In [None]:
import os
import glob
import copy
from tqdm import tqdm
from typing import List

import torch
from torch.utils.data import Dataset, DataLoader, TensorDataset

from source.utils.seeding import fix_seeds
from source.constants import RESULTS_PATH, CIFAR_MEAN, CIFAR_STD
from source.networks.resnet import get_resnet18_d
from utils import load_test_dataset

In [16]:
seed = 42

dataset_names = ["cifar10", "cifar100", "svhn", "tin", "lsun"]
n_classes = [10, 100, 10, 200, 10]
models = ["resnet18"]

train_dataset = dataset_names[3]    # select dataset
model = models[0]                   # select model

p_drop = 0.2                        # dropout probability   
n_models = 10                     # number of dropout models

# infer number of classes from dataset
n_class = n_classes[dataset_names.index(train_dataset)]

device = "cuda:0"
batch_size = 2048 

path = os.path.join(RESULTS_PATH, f"{train_dataset}_{model}_dropout{p_drop}_seed{seed}")

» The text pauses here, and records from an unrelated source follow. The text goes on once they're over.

PR #205, opened 2024-05-04
riscv: build: make `cfg` variables more robust

rmsyn:
Change which Cargo `CFG` environment variables are used to select the custom `cfg` variables.

See https://github.com/rust-embedded/riscv/pull/204#issuecomment-2094089195 for discussion.

### DIFF
--- a/riscv-rt/build.rs
+++ b/riscv-rt/build.rs
@@ -72,6 +72,16 @@ fn parse_target(target: &str, cargo_flags: &str) -> (u32, HashSet<char>) {
 }
 
 fn main() {
+    println!("cargo:rustc-check-cfg=cfg(riscv)");
+    println!("cargo:rustc-check-cfg=cfg(riscv32)");
+    println!("cargo:rustc-check-cfg=cfg(riscv64)");
+    println!("cargo:rustc-check-cfg=cfg(riscvi)");
+    println!("cargo:rustc-check-cfg=cfg(riscvm)");
+    println!("cargo:rustc-check-cfg=cfg(riscva)");
+    println!("cargo:rustc-check-cfg=cfg(riscvf)");
+    println!("cargo:rustc-check-cfg=cfg(riscvd)");
+    println!("cargo:rustc-check-cfg=cfg(riscvc)");
+
     let target = env::var("TARGET").unwrap();
     let cargo_flags = env::var("CARGO_ENCODED_RUSTFLAGS").unwrap();
     let _name = env::var("CARGO_PKG_NAME").unwrap();
@@ -79,7 +89,6 @@ fn main() {
     // set configuration flags depending on the target
     if target.starts_with("riscv") {
         println!("cargo:rustc-cfg=riscv");
-
         // This is required until target_arch & target_feature risc-v work is
         // stable and in-use (rust 1.75.0)
         let (bits, extensions) = parse_target(&target, &cargo_flags);
--- a/riscv/CHANGELOG.md
+++ b/riscv/CHANGELOG.md
@@ -23,6 +23,7 @@ and this project adheres to [Semantic Versioning](http://semver.org/).
 ### Changed
 
 - Made `asm::wfi`, `fence`, `fence_i` and `sfence` safe (ie, removed `unsafe` from their definitions)
+- Made `cfg` variable selection more robust for custom targets
 
 ## [v0.11.0] - 2024-01-14
 
--- a/riscv/build.rs
+++ b/riscv/build.rs
@@ -1,6 +1,10 @@
 use std::env;
 
 fn main() {
+    println!("cargo:rustc-check-cfg=cfg(riscv)");
+    println!("cargo:rustc-check-cfg=cfg(riscv32)");
+    println!("cargo:rustc-check-cfg=cfg(riscv64)");
+
     let target_arch = env::var("CARGO_CFG_TARGET_ARCH").unwrap();
 
     if target_arch == "riscv32" {
--- a/riscv/build.rs
+++ b/riscv/build.rs
@@ -1,12 +1,12 @@
 use std::env;
 
 fn main() {
-    let target = env::var("TARGET").unwrap();
+    let target_arch = env::var("CARGO_CFG_TARGET_ARCH").unwrap();
 
-    if target.starts_with("riscv32") {
+    if target_arch == "riscv32" {
         println!("cargo:rustc-cfg=riscv");
         println!("cargo:rustc-cfg=riscv32");
-    } else if target.starts_with("riscv64") {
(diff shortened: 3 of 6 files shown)


riscv/build.rs
```diff
@@ -1,12 +1,13 @@
...
-    let target = env::var("TARGET").unwrap();
+    let target = env::var("CARGO_CFG_TARGET_ARCH").unwrap();
+    let ptr_width = env::var("CARGO_CFG_TARGET_POINTER_WIDTH").unwrap();
 
-    if target.starts_with("riscv32") {
+    if target.contains("riscv") && ptr_width == "32" {
         println!("cargo:rustc-cfg=riscv");
         println!("cargo:rustc-cfg=riscv32");
-    } else if target.starts_with("riscv64") {
+    } else if target.contains("riscv") && ptr_width == "64" {
```
taiki-e, line 10: It would be better to compare a full `target_arch` instead of referring to a `target_pointer_width`. (It is more simple and there is also a [proposal on 32-bit (pointer) ABI of riscv64](https://lwn.net/Articles/951187/).)

```rs
    let target_arch = env::var("CARGO_CFG_TARGET_ARCH").unwrap();

    if target_arch == "riscv32" {
        println!("cargo:rustc-cfg=riscv");
        println!("cargo:rustc-cfg=riscv32");
    } else if target_arch == "riscv64" {
```

riscv/CHANGELOG.md
```diff
@@ -23,6 +23,7 @@ and this project adheres to [Semantic Versioning](http://semver.org/).
 ### Changed
 
 - Made `asm::wfi`, `fence`, `fence_i` and `sfence` safe (ie, removed `unsafe` from their definitions)
+- Made `cfg` variable selection more robust for custom targets and downstream users
```
taiki-e, line 26:
```suggestion
- Made `cfg` variable selection more robust for custom targets
```

rmsyn:
I don't know why the `clippy` checks are suddenly failing now. I run the checks locally from CI runner:

```bash
cargo clippy --package riscv-rt --all --features=s-mode -- -D warnings
```

The checks pass. :thinking:

romancardenas:
In nightly, clippy now complains about "custom" compiler features (check [this](https://doc.rust-lang.org/nightly/cargo/reference/build-scripts.html#rustc-check-cfg)).

So, as suggested by the CI, now we should add to `build.rs` something like:
```rust
println!("cargo::rustc-check-cfg=cfg(riscv)");
println!("cargo::rustc-check-cfg=cfg(riscv32)");
println!("cargo::rustc-check-cfg=cfg(riscv64)");
```

Also, as we need to modify `build.rs`, it might be a good moment to address @taiki-e 's comments [here](https://github.com/rust-embedded/riscv/pull/205#discussion_r1590187609).

romancardenas (changes requested):
Looks good to me! However, we still need to address new clippy requirements

rmsyn:
Build checks on `1.60` machines are failing because of bumped MSRV for the `cfg` checks.

Without an MSRV bump, the `clippy` checks have the following error:

```bash
cargo +nightly clippy --all --no-default-features --target riscv64imac-unknown-none-elf -- -D warnings
   Compiling riscv v0.11.1 (/riscv/riscv)
   Compiling riscv-rt v0.13.0 (/riscv/riscv-rt)
error: the `cargo::` syntax for build script output instructions was added in Rust 1.77.0, but the minimum supported Rust version of `riscv v0.11.1 (/riscv/riscv)` is 1.60.
See https://doc.rust-lang.org/cargo/reference/build-scripts.html#outputs-of-the-build-script for more information about build script outputs.
```

riscv/build.rs
```diff
@@ -1,12 +1,16 @@
 use std::env;
 
 fn main() {
-    let target = env::var("TARGET").unwrap();
+    println!("cargo::rustc-check-cfg=cfg(riscv)");
+    println!("cargo::rustc-check-cfg=cfg(riscv32)");
```
rmsyn, line 5: We might want to move these checks (`riscv32` + `riscv64`) into their respective conditional branches.

All the checks pass, so I'm not 100% on how these checks are supposed to work.

romancardenas: with `cargo:rustc-check-cfg` you just inform cargo that you might have a custom `cfg` item.

romancardenas:
I don't like the idea of bumping MSRV from 1.60 to 1.77 due to a nightly clippy issue... I looked at the line provided by your post and:

> Note: The old invocation prefix cargo: (one colon only) is deprecated and won’t get any new features. To migrate, use two-colons prefix cargo::, which was added in Rust 1.77. If you were using cargo:KEY=VALUE for arbitrary links manifest key-value pairs, it is encouraged to switch to cargo::metadata=KEY=VALUE. Stick to cargo: only if the support of Rust version older than 1.77 is required.

I suggest using just `:` instead of `::` until we face this issue in stable clippy.

riscv/build.rs
```diff
@@ -1,12 +1,16 @@
...
+    println!("cargo::rustc-check-cfg=cfg(riscv64)");
```
romancardenas, line 6:
```suggestion
    println!("cargo:rustc-check-cfg=cfg(riscv)");
    println!("cargo:rustc-check-cfg=cfg(riscv32)");
    println!("cargo:rustc-check-cfg=cfg(riscv64)");
```

romancardenas: Using only  single colon should do the trick and avoid bumping the MSRV

romancardenas (changes requested):
Let's see if we can get rid of bumping the MSRV

riscv-rt/build.rs
```diff
@@ -100,6 +104,7 @@ fn main() {
 
         // expose the ISA extensions
         for ext in &extensions {
+            println!("cargo::rustc-check-cfg=cfg(riscv{ext})");
```
jsgf, line 107: This is not enough - it will only add the extensions of the current target, not all the extensions we may be checking for.

rmsyn: Right, this lint check is new to me, and I thought it was for checking expected `cfg` output.

After re-reading the docs, it's clear now that it's meant to capture **all** expected `cfg` output.

I'll fix it in the next set of changes.

rmsyn:
> I don't like the idea of bumping MSRV from 1.60 to 1.77 due to a nightly clippy issue

I didn't like it either. Looks like the single colon fixed the warning/error. Weird that the compiler would suggest the non-MSRV compatible fix... Probably pretty involved for it to do otherwise.

Either way, the CI looks like it's fixed now. Thank you for the suggestion @romancardenas.

romancardenas (approved):
LGTM

PR #206, opened 2024-05-07
Implement Eq and PartialEq for Range and Permission

jsgf:
It's useful to be able to do equality tests for these for unit tests.

Should we do this more consistently?


romancardenas (changes requested):
I like this approach! And also I think it would be useful to add it to other structures. Please, fix the conflicts before merging this to master.

jsgf:
OK I rebased it over the check-cfg updates.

print(train_dataset, model)

tin resnet18


In [17]:
@torch.no_grad()
def evaluate(networks: List, ds: Dataset, n_models: int = n_models, seed: int = seed):
    probits = list()
    for network in tqdm(networks):
        probits_, ys_ = list(), list()
        for x, y in DataLoader(ds, batch_size = batch_size, shuffle=False, drop_last=False):
            x = x.to(device)

            # for consistent dropout masks
            fix_seeds(seed)
            
            probits__ = list()
            for n in range(n_models):
                
                # first model is normal model, others are dropout models
                if n == 0:
                    network.eval()
                else:
                    network.train()
                    # put bachnorm in eval mode
                    for m in network.modules():
                        if isinstance(m, torch.nn.modules.batchnorm._BatchNorm):
                            m.eval()

                probits__.append(torch.softmax(network.forward(x), dim=1).cpu())
            probits__ = torch.stack(probits__, dim=1)
            probits_.append(probits__)
            ys_.append(y.cpu())

        probits_ = torch.concat(probits_, dim=0)
        probits.append(probits_)
    return torch.stack(probits, dim=1), torch.cat(ys_, dim=0)

In [18]:
# load networks
networks = list()
model_files = glob.glob(os.path.join(path, "models", "*.pt"))
for m, model_file in tqdm(enumerate(sorted(model_files)), desc="Loading models"):

    if model == "resnet18":
        network = get_resnet18_d(num_classes=n_class, p_drop=p_drop) 
    else:
        raise NotImplementedError("Model not supported")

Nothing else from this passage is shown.